I've seen this work.

Only potential catch I see is that you'll have to have a way to turn it off on cloudy days or when the tank is full of hot water... or it will circulate your hot water up onto the roof... thereby wasting energy. You'll also want to make sure you are pulling water off the bottom of the tank... where the coldest water resides.

Please let us know how you make out and what, if any, challenges you run into.

Best of luck!


----------



## ChristieAcres (Apr 11, 2009)

> byexample- I've seen this work.
> 
> Only potential catch I see is that you'll have to have a way to turn it off on cloudy days or when the tank is full of hot water... or it will circulate your hot water up onto the roof... thereby wasting energy. You'll also want to make sure you are pulling water off the bottom of the tank... where the coldest water resides.
> 
> ...


byexample, DH currently has a system set up using our wood stove to heat our water. The cold water is drawn from the bottom of the water heater (that is off), and the hot water is returned to the top. This includes a pump that can be set to temp for auto shut off OR manual shut off. I posted a picture of that setup below. Haven't taken a better one during the day, but will sometime this week. DH will be tying in the roof passive solar system into the current one we have, using the same pump (so we can access it easily in our living room and it will be less work for him). I posted a thread about the wood stove set up that also included a radiator (in shop talk, "Custom woodstove soon to be modified...radiator...

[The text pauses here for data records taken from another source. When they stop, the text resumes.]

Issue #15801, opened 2017-09-05
App crashes if changing the data of FlatList with renderItem TextInput quickly


JenningsWu:
### Is this a bug report?

Yes

### Have you read the [Contributing Guidelines](https://facebook.github.io/react-native/docs/contributing.html)?

Yes

### Environment

1. `react-native -v`: 0.48.1
2. `node -v`: 8.4.0
3. `npm -v`: 5.3.0
4. `yarn --version`:

Then, specify:

- Target Platform: iOS

- Development Operating System: macOS

- Build tools: Xcode 9.0 beta (9M136h)

### Steps to Reproduce

(Write your steps here:)

1. Create a FlatList with renderItem = TextInput, and a Button to control the content of the FlatList
2. Click the Button quickly ("quckly" means you need to click the button before previous render is finished)
3. The app will crash.

### Expected Behavior

The app shouldn't crash.
If the render item of FlatList is another component like Text, it won't crash.

### Actual Behavior

The app crash with log
```
FlatListOfTextInput[16471:6155941] *** Assertion failure in -[RCTUIManager setIntrinsicContentSize:forView:]_block_invoke(), /Users/jinningwu/Github/FlatListOfTextInput/node_modules/react-native/React/Modules/RCTUIManager.m:389
2017-09-04 19:40:06.314030-0700 FlatListOfTextInput[16471:6155941] *** Terminating app due to uncaught exception 'NSInternalInconsistencyException', reason: 'Could not locate view with tag #4245'
*** First throw call stack:
(0x18a752fe0 0x1891b4538 0x18a752eb4 0x18b1eb7cc 0x100117da4 0x10068da50 0x10068da10 0x10069b2e8 0x100691634 0x10069d630 0x10069d39c 0x189813100 0x189812cac)
libc++abi.dylib: terminating with uncaught exception of type NSException
```
### Reproducible Demo

Could use this repo [JenningsWu/FlatListOfTextInput](https://github.com/JenningsWu/FlatListOfTextInput) to reproduce it.

It is interesting that I failed to reproduce the crash with expo Snack.

To reproduce, just run this repo with `react-native run-ios` or build with Xcode.

JenningsWu:
It seems that it will only crash with configuration `Debug`.

simonracz:
We also ran into this issue last week. Pretty annoying bug. I am glad we are not the only ones. :)

PR #16170, opened 2017-10-02
Removed a wrong assert.

simonracz:
This fixes [#15801](https://github.com/facebook/react-native/issues/15801)

We ran into a strange crash on iOS (debug only). After removing the clutter I was able to reproduce it in a tiny app. You can check it out [here.](https://github.com/simonracz/textinput_stress)

The UI in JS and native are not always in sync (which is okay). Due to this, a native view might call back into JS, which is no longer present in the shadow view hierarchy there. I think this should be also okay.

TextInput in some cases calls into [setIntrinsicContentView](https://github.com/facebook/react-native/blob/6d67e2dbbcd658b7f845ebb0d0156bd64dc68226/React/Modules/RCTUIManager.m#L382), where it triggers an overly enthusiastic `NSAssert` and crashes the app.

## Test Plan

Check out [textinput_stress](https://github.com/simonracz/textinput_stress)
Rotate the simulator a few times to see the crash or the lack of crash.

### DIFF
--- a/React/Modules/RCTUIManager.m
+++ b/React/Modules/RCTUIManager.m
@@ -376,7 +376,9 @@ static NSDictionary *deviceOrientationEventBody(UIDeviceOrientation orientation)
   NSNumber *reactTag = view.reactTag;
   dispatch_async(RCTGetUIManagerQueue(), ^{
     RCTShadowView *shadowView = self->_shadowViewRegistry[reactTag];
-    RCTAssert(shadowView != nil, @"Could not locate view with tag #%@", reactTag);
+    if (shadowView == nil) {
+      return;
+    }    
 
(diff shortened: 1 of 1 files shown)


simonracz:
Hey @shergin ,

I've updated the PR.

I checked that I see the log message (and not a crash) in my sample app.

FYI, there are several places in RCTUIManager.m with the same RCTAssert : `RCTAssert(shadowView != nil, @"Could not locate view with tag #%@", reactTag);`

I haven't touched them now, because I am not sure whether those are also bugs. My gut feeling is that most of those should be also only warnings.

shergin:
I agree, it should be special internal method (something like `executeBlockWithShadowView:forView:`) which have to check shadowView for null and produce warning.

PR #16185, opened 2017-10-03
Fixing test by updating snapshot for TouchableHighlight

matejstrasek:
Tests were failing due to not updated snapshot about TouchableHighlight.

## Test Plan

Run `npm test`.


janicduplessis:
Thanks for the PR, I had a look at why the snapshot changed and it is caused by https://github.com/matejstrasek/react-native/commit/e69169982021261e138add21506dea11dd91b7e4 so this change is fine.

@javache Could you land this? Also does this test not run on fb infra? I'm surprised it got broken.

janicduplessis:
@facebook-github-bot shipit

Issue #5037, opened 2015-12-30
is ~8mb the smallest size RN android apk can get?


alvinwoon:
I have a simple app. Ran proguard and it went down to 7.5mb. I just want to know whether there's other way to reduce the apk size that I am not aware of.

MuruganDurai:
Hi @alvinwoon, How did you ran the pro-guard, can you please share the steps.

satya164:
@alvinwoon React Native app APKs include JSCore binaries for x86 and ARM. If you don't need x86 you could reduce the size even more.

alvinwoon:
@satya164 Thanks! That reduce it down to 5.2mb but crashes the app upon opening. Need to debug more and report back.

MuruganDurai:
@satya164 After proguard enabled I could not get the build finished, got unable to compute hash error at ":app:packageRelease". Also If I disabled the proguard minify, able to generate the apk but the app crashes always for first navigation with error "Unfortunattely <>...", after that first crash app works perfectly. Do you know how to get the crash reports for this error and fix for the previous error.

brentvatne:
cc @mkonicek

MuruganDurai:
Thanks @brentvatne, after re-generating key everything works fine, but getting crash reports would be very helpful.

satya164:
@MuruganDurai You have 2 options for crash reports,

1. Use `adb logcat`, or the logs panel in Android studio to see logs (filter only errors to see crash reports).
2. Use something like crashlytics in your productions apps to track crashes

hosainnet:
@MuruganDurai How did you solve the 'got unable to compute hash error at ":app:packageRelease"' issue exactly? I tried regenerating the key but no luck

MuruganDurai:
@Hosain As I said before I copied all the contents suggested from stackoverflow for "proguard-rules.pro" and re-generated the key.


-keep class * extends com.facebook.react.bridge.JavaScriptModule { *; }
-keep class * extends com.facebook.react.bridge.NativeModule { *; }
-keepclassmembers class *  { @com.facebook.react.uimanager.UIProp <fields>; }
-keepclassmembers class *  { @com.facebook.react.uimanager.ReactProp <methods>; }
-keepclassmembers class *  { @com.facebook.react.uimanager.ReactPropGroup <methods>; }

# okhttp

-keepattributes Signature
-keepattributes *Annotation*
-keep class com.squareup.okhttp.** { *; }
[...]

PR #16197, opened 2017-10-04
Documentation about ABI split in Android Release

SuhairZain:
It leads to a reduction of 5-7MB for an app, which is a considerable saving when it comes to emerging markets. Also, I had written a [comment](https://github.com/facebook/react-native/issues/5037#issuecomment-223758335) on an issue which seems to have helped at least 26 people.


TheSavior:
Thanks for contributing!

PR #16204, opened 2017-10-04
Correct logo URL

gusgard:
Update logo URL
https://facebook.github.io/react/img/logo_og.png (old) to https://facebook.github.io/react/logo-og.png (new)

## Test Plan

Check that the old URL shows a "Page Not Found" and the new URL the correct image.


bvaughn:
FWIW this should probably point to https://reactjs.org/logo-og.png 😄

TheSavior:
Thanks for contributing! 

Feel free to send another PR updating to @bvaughn's recommended URL.

gusgard:
@TheSavior Sure 👍

gusgard:
@bvaughn It would be possible to move this files (`logo_small.png` &
`logo_small_2x.png`) to the static folder

https://reactjs.org/logo-small.png is not working.

Because is used:
https://github.com/facebook/react-native/blob/2d2dfa26bcef2e11b22c089974180ad8a6865158/RNTester/js/ImageExample.js#L199 
https://github.com/facebook/react-native/blob/2d2dfa26bcef2e11b22c089974180ad8a6865158/RNTester/js/ImageExample.js#L198



@TheSavior The integration tests fails because of this URL
https://github.com/facebook/react-native/blob/1e8f3b11027fe0a7514b4fc97d0798d3c64bc895/IntegrationTests/ImageCachePolicyTest.js#L68  we could use https://reactjs.org/logo-og.png, unless the size of the image is important for the test.


Let me know so I can make the PR 😄

bvaughn:
Why are `react-native` integration tests reliant on the `react` website 😅 

Yes, it would be possible to move the image logos to the `static` folder to be accessible at the URL you describe, but I'm not sure continuing to support that dependency is a good idea to be honest.

gusgard:
I agree with you, the best could be to have the static files in the web of react-native, like this one (http://facebook.github.io/react-native/img/header_logo.png). Do we have a fancy URL, like https://reactjs.org ?

bvaughn:
They don't need to be hosted with a fancy URL. They could be loaded:

1. from the github.io website, eg [facebook.github.io/react-native/img/header_logo.png](http://facebook.github.io/react-native/img/header_logo.png), or better yet...
1. directly from GitHub (in a folder beside the test so their use is clear), eg [raw.githubusercontent.com/facebook/react-native/master/RNTester/js/hawk.png](https://raw.githubusercontent.com/facebook/react-native/master/RNTester/js/hawk.png)

gusgard:
Yes, could be a good idea to have all the images used (with URLs) in a folder inside RNTester or IntegrationTests.

PR #16207, opened 2017-10-04
Correct logo URL

gusgard:
Added static files to remove dependency with `react` website, related PR https://github.com/facebook/react-native/pull/16204

## Test Plan

After is merged to master, check if all the URLs are working correctly.

@TheSavior


hramos:
Per discussion on #16204 I think we'll want to use a static asset hosted on the React Native site itself.

gusgard:
Yes, makes more sense. I will update the PR to use a URL like this one https://raw.githubusercontent.com/facebook/react-native/master/RNTester/js/hawk.png

Libraries/Image/Image.ios.js
```diff
@@ -53,7 +53,7 @@ const ImageViewManager = NativeModules.ImageViewManager;
  *         />
  *         <Image
  *           style={{width: 50, height: 50}}
- *           source={{uri: 'https://facebook.github.io/react/logo-og.png'}}
+ *           source={{uri: 'https://facebook.github.io/react-native/img/logo-og.png'}}
```
hramos: This image is not loading for me. The opengraph image for RN is https://facebook.github.io/react-native/img/opengraph.png

IntegrationTests/ImageCachePolicyTest.js
```diff
@@ -65,7 +65,7 @@ class ImageCachePolicyTest extends React.Component<Props, $FlowFixMeState> {
         <Text>Hello</Text>
       <Image
         source={{
-              uri: 'https://facebook.github.io/react/img/logo_small_2x.png?cacheBust=notinCache' + Date.now(),
+              uri: 'https://facebook.github.io/react-native/img/logo-small-2x.png?cacheBust=notinCache' + Date.now(),
```
hramos: This image is not loading for me, either.

shergin:
I think that we should not have unnecessary ***external*** image references. It's hard to manage and it increases page loading time.

IntegrationTests/ImageCachePolicyTest.js
gusgard: These URLs won't work until are added to the website page (after merged the PR)

Libraries/Image/Image.ios.js
gusgard: I prefer `logo-og.png` since the logo is in the center and has a dark background and all the examples in RNTester fit better, what do you think? 

image

hramos: Sounds good to me.

IntegrationTests/ImageCachePolicyTest.js
hramos: If this were a simple website change, it would be alright as the website is versioned and the references to the new images will only go live once the images are deployed.

In this case, I think the images won't be visible on https://facebook.github.io/react-native/ for up to two months due to the way the website is deployed.

Let's first use existing images in the repo itself. Maybe update existing images instead, if that does not break anything unrelated?

gusgard: We could use this URL raw.githubusercontent.com/*gusgard*/react-native/*correct-url-logo*/website/src/react-native/img/logo-small.png that don't depend on the website. (changing user and branch for facebook and master). 

Otherwise, I could use the images that are already in the img folder and test it well.

gusgard:
@hramos Updated to use images with this URL format `https://facebook.github.io/react-native`

PR #16211, opened 2017-10-05
Use UnimplementedView for CheckBox on iOS

timwangdev:
`CheckBox` component was introduced in v0.49.0 and not implemented on iOS.

Users who are trying to use `CheckBox` on iOS will get a warning that 
> Native component for "AndroidCheckBox" does not exist 

We should declare in the document that this component is Android only and use `UnimplementedView` for iOS.

## Test Plan

- Use `react-native init` new project
- Apply pull request changes
- Add `<Checkbox />` after welcome text in `App.js`
- Run the app in iOS simulator

### DIFF
--- a/Libraries/Components/CheckBox/CheckBox.android.js
+++ b/Libraries/Components/CheckBox/CheckBox.android.js
@@ -27,7 +27,7 @@ type DefaultProps = {
 };
 
 /**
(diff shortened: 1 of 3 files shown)


janicduplessis:
@facebook-github-bot shipit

Yes, I will take pictures and post a thread on this project, when DH tackles it  Thank you!


----------



## SolarGary (Sep 8, 2005)

lorichristie said:


> byexample, DH currently has a system set up using our wood stove to heat our water. The cold water is drawn from the bottom of the water heater (that is off), and the hot water is returned to the top. This includes a pump that can be set to temp for auto shut off OR manual shut off. I posted a picture of that setup below. Haven't taken a better one during the day, but will sometime this week. DH will be tying in the roof passive solar system into the current one we have, using the same pump (so we can access it easily in our living room and it will be less work for him). I posted a thread about the wood stove set up that also included a radiator (in shop talk, "Custom woodstove soon to be modified...radiator...
> 
> Yes, I will take pictures and post a thread on this project, when DH tackles it  Thank you!


Hi,
I'm sure you have already done this, but just to remind everyone that its really important to have a properly placed pressure/temperature relief valve in the systems that circulate water through a wood heater -- they can be like a bomb without one...
http://www.woodheat.org/dhw/dhw.htm



Gary


----------



## Ross (May 9, 2002)

Yes they do Gary there's quite a thorough write up of the wood stove water heater on Shop Talk. Never hurts to restate things like that though!


----------



## byexample (Aug 28, 2009)

Good reminder Gary. I try to remember to throw that warning in when discussing diy hot water projects... forgot to mention it this time though.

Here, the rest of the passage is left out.